■ EXERCISE AIM ■
Look through the listing for the string "from" and copy out every line that holds it.
== PROVIDED RECORDS ==
PR #384, opened 2019-02-07
remove template protocol entities

jthrilly:
This PR removes the remaining data from the template protocol that new protocols are based on.


wwqrd:
Looks good.

PR #395, opened 2019-02-14
New Asset Browser component

### LINKED ISSUE #365: Create an inline asset browser
The upload field should be updated to contain a 'browse' link, which will let the user choose from existing files in the assetManifest:
screenshot 2019-01-08 at 11 49 29

Clicking browse should open a modal with a list of suitable assets from the assetManifest. Selecting one will close the window and set it as the asset for this field.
===
■ RESPONSE FOR THIS EXERCISE ■
This PR removes the remaining data from the template protocol that new protocols are based on.
The upload field should be updated to contain a 'browse' link, which will let the user choose from existing files in the assetManifest:
Clicking browse should open a modal with a list of suitable assets from the assetManifest. Selecting one will close the window and set it as the asset for this field.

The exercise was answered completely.